▸ **Problem**
Please print each record below exactly as it is written.

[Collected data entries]
PR #1193, opened 2024-01-02
EL-1318 in circle only install required browsers

willc-work:
[Jira ticket](https://dsdmoj.atlassian.net/browse/EL-1318)

The circleci orb browser-tools installs a few browsers by default. we currently only use chrome. the firefox install was taking 22 seconds and we dont use it so this PR stops these unused browsers being installed.

This PR also stops specifying the version of chrome and will use an existing chrome if it is available. The issue that required us to do this appears to have been fixed in an update to the orb

## Checklist

### DIFF
--- a/.circleci/config.yml
+++ b/.circleci/config.yml
@@ -141,6 +141,7 @@ jobs:
       - browser-tools/install-browser-tools:
           install-firefox: false
           install-geckodriver: false
+          install-chromedriver: false
       - checkout
       - attach_workspace:
           at: ./
@@ -314,7 +315,7 @@ workflows:
           environment: ccq-uat
           context: laa-check-client-qualifies-uat
           requires:
-            - run_specs
+            - coverage
             - end2end_tests
             - linters
             - build_and_push
@@ -330,7 +331,7 @@ workflows:
           environment: ccq-staging
           context: laa-check-client-qualifies-staging
           requires:
-            - run_specs
+            - coverage
             - end2end_tests
             - linters
             - build_and_push
@@ -350,7 +351,7 @@ workflows:
           environment: ccq-production
           context: laa-check-client-qualifies-production
           requires:
-            - run_specs
+            - coverage
             - end2end_tests
             - linters
             - build_and_push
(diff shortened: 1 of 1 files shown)


.circleci/config.yml
```diff
@@ -140,8 +140,10 @@ jobs:
     executor: test-executor
     steps:
       - browser-tools/install-browser-tools:
-          chrome-version: 116.0.5845.96 # TODO: remove when chromedriver downloads are fixed
```
MazOneTwoOne, line 143: question - just checking that this [Issue resolution for the orb](https://github.com/CircleCI-Public/browser-tools-orb/issues/95#issuecomment-1718306019), confirms that ChromeDriver's can now be installed? 

Just asking as there is a recent [open issue](https://github.com/CircleCI-Public/browser-tools-orb/issues/99), where chrome failed to start. Not sure if we'll encounter the same thing?

.circleci/config.yml
```diff
@@ -140,8 +140,10 @@ jobs:
...
-          replace-existing-chrome: true
+          replace-existing-chrome: false
```
MazOneTwoOne, line 143: question - do we even need to have `replace-existing-chrome` if it defaults to [false](https://circleci.com/developer/orbs/orb/circleci/browser-tools)?

MazOneTwoOne (approved):
Just a few questions, but happy to approve.

.circleci/config.yml
willc-work: No  we do not, will remove

.circleci/config.yml
willc-work: the original issue and the linked one both refer to issues with chromedriver being installed, in this PR I have removed the installation of chromedriver and the tests are all working as expected.

.circleci/config.yml
```diff
@@ -314,7 +316,7 @@ workflows:
           environment: ccq-uat
           context: laa-check-client-qualifies-uat
           requires:
-            - run_specs
+            - coverage
```
MazOneTwoOne, line 319: comment - I think it make sense that `coverage` is now the dependancy that needs to happen before we deploy.

PR #1201, opened 2024-01-08
EL-1320: Part 2 - Speed up run_specs

MazOneTwoOne:
[Jira ticket](https://dsdmoj.atlassian.net/browse/EL-1320)

## What changed and why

▸ **Answer section**
PR #1193, opened 2024-01-02
EL-1318 in circle only install required browsers

willc-work:
[Jira ticket](https://dsdmoj.atlassian.net/browse/EL-1318)

The circleci orb browser-tools installs a few browsers by default. we currently only use chrome. the firefox install was taking 22 seconds and we dont use it so this PR stops these unused browsers being installed.

This PR also stops specifying the version of chrome and will use an existing chrome if it is available. The issue that required us to do this appears to have been fixed in an update to the orb

## Checklist

### DIFF
--- a/.circleci/config.yml
+++ b/.circleci/config.yml
@@ -141,6 +141,7 @@ jobs:
       - browser-tools/install-browser-tools:
           install-firefox: false
           install-geckodriver: false
+          install-chromedriver: false
       - checkout
       - attach_workspace:
           at: ./
@@ -314,7 +315,7 @@ workflows:
           environment: ccq-uat
           context: laa-check-client-qualifies-uat
           requires:
-            - run_specs
+            - coverage
             - end2end_tests
             - linters
             - build_and_push
@@ -330,7 +331,7 @@ workflows:
           environment: ccq-staging
           context: laa-check-client-qualifies-staging
           requires:
-            - run_specs
+            - coverage
             - end2end_tests
             - linters
             - build_and_push
@@ -350,7 +351,7 @@ workflows:
           environment: ccq-production
           context: laa-check-client-qualifies-production
           requires:
-            - run_specs
+            - coverage
             - end2end_tests
             - linters
             - build_and_push
(diff shortened: 1 of 1 files shown)


.circleci/config.yml
```diff
@@ -140,8 +140,10 @@ jobs:
     executor: test-executor
     steps:
       - browser-tools/install-browser-tools:
-          chrome-version: 116.0.5845.96 # TODO: remove when chromedriver downloads are fixed
```
MazOneTwoOne, line 143: question - just checking that this [Issue resolution for the orb](https://github.com/CircleCI-Public/browser-tools-orb/issues/95#issuecomment-1718306019), confirms that ChromeDriver's can now be installed? 

Just asking as there is a recent [open issue](https://github.com/CircleCI-Public/browser-tools-orb/issues/99), where chrome failed to start. Not sure if we'll encounter the same thing?

.circleci/config.yml
```diff
@@ -140,8 +140,10 @@ jobs:
...
-          replace-existing-chrome: true
+          replace-existing-chrome: false
```
MazOneTwoOne, line 143: question - do we even need to have `replace-existing-chrome` if it defaults to [false](https://circleci.com/developer/orbs/orb/circleci/browser-tools)?

MazOneTwoOne (approved):
Just a few questions, but happy to approve.

.circleci/config.yml
willc-work: No  we do not, will remove

.circleci/config.yml
willc-work: the original issue and the linked one both refer to issues with chromedriver being installed, in this PR I have removed the installation of chromedriver and the tests are all working as expected.

.circleci/config.yml
```diff
@@ -314,7 +316,7 @@ workflows:
           environment: ccq-uat
           context: laa-check-client-qualifies-uat
           requires:
-            - run_specs
+            - coverage
```
MazOneTwoOne, line 319: comment - I think it make sense that `coverage` is now the dependancy that needs to happen before we deploy.

PR #1201, opened 2024-01-08
EL-1320: Part 2 - Speed up run_specs

MazOneTwoOne:
[Jira ticket](https://dsdmoj.atlassian.net/browse/EL-1320)

## What changed and why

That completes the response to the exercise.